▶ _Task prompt_: Reproduce the data below word for word.

##### Task data #####

PR #3902, opened 2026-02-23
fix: reduce generator churn by removing goa version from file headers

disintegrator:
Remove the Goa version string from per-file generated headers (Go and proto) so that updating the goa dependency no longer causes every generated file to change. The version is now recorded once in gen/goa.json instead.

Example of this churn in the wild: https://github.com/speakeasy-api/gram/pull/1669/changes
Load the diff of various generated files in that PR and note that only the header file changed.

A nice bonus of this approach is that teams can add `gen/goa.json` to `.gitignore` and this will make certain dependabot PRs immediately mergeable if there are no changes relevant to their Goa usage in a given update.

🤖 Generated with [Claude Code](https://claude.com/claude-code)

#####

▶ _Solution for this task_:
PR #3902, opened 2026-02-23
fix: reduce generator churn by removing goa version from file headers

disintegrator:
Remove the Goa version string from per-file generated headers (Go and proto) so that updating the goa dependency no longer causes every generated file to change. The version is now recorded once in gen/goa.json instead.

Example of this churn in the wild: https://github.com/speakeasy-api/gram/pull/1669/changes
Load the diff of various generated files in that PR and note that only the header file changed.

A nice bonus of this approach is that teams can add `gen/goa.json` to `.gitignore` and this will make certain dependabot PRs immediately mergeable if there are no changes relevant to their Goa usage in a given update.

🤖 Generated with [Claude Code](https://claude.com/claude-code)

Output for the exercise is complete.